▸ Task details:
Using the word "implementation" as the filter, copy each matching line from the records.

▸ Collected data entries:
-- Opening Marker --
PR #1330, opened 2025-04-28
Minor fixes to tests

Alex-Vasile:
- Certain passing tests didn't have required asserts in them.
- `testSoftmaxSplit` was not coded correctly.

### DIFF
--- a/sharktank/tests/ops/sharded_test.py
+++ b/sharktank/tests/ops/sharded_test.py
@@ -1546,7 +1546,7 @@ class ViewTest(unittest.TestCase):
 
         expected_result = ops.view(tensor, new_shape)
         actual_result = tensor_rep.view(new_shape)
-        ops.equal(expected_result, actual_result)
+        assert ops.equal(expected_result, actual_result)
 
     @parameterized.expand((([8, 5, 3, 2],), ([4, 2, 5, 3, 2],)))
     def testViewReplicatedExpand(self, new_shape: list[int]):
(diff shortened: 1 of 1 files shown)


sharktank/tests/ops/sharded_test.py
```diff
@@ -1445,19 +1445,24 @@ def setUp(self):
...
+        tensor = torch.rand(2, 2, 2, dtype=torch.float32)
         dim = 1
-        expected_result = ops.softmax(tensor, dim=dim)
         sharded_tensor = ops.reshard_split(tensor, dim=dim, count=2)
-        ops.equal(expected_result, ops.softmax(sharded_tensor, dim=dim - 1))
-        ops.equal(expected_result, ops.softmax(sharded_tensor, dim=dim + 1))
+
+        expected_result = ops.softmax(tensor, dim=dim - 1)
+        actual_result = ops.softmax(sharded_tensor, dim=dim - 1)
+        assert ops.equal(expected_result, actual_result)
```
sogartar, line 1461: It is better to do an approximate check with `torch.testing.assert_close`.

There is one more such assert in this function.

sogartar (approved):

sharktank/tests/ops/sharded_test.py
Alex-Vasile: Addressing in https://github.com/nod-ai/shark-ai/pull/1333

PR #1331, opened 2025-04-28
Cleaner kernel invocations

stbaione:
Opening a draft PR to get feedback on this implementation of using the `argmax` kernel, instead of `xtensor`/`numpy`


stbaione:
Stale

PR #1333, opened 2025-04-28
Ops.zero_like and ops.scatter_

Alex-Vasile:
`scatter_split_split` has a naive implementation and a more efficient version may be possible.

### DIFF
-- Closing Marker --
▸ Finished task:
Opening a draft PR to get feedback on this implementation of using the `argmax` kernel, instead of `xtensor`/`numpy`
`scatter_split_split` has a naive implementation and a more efficient version may be possible.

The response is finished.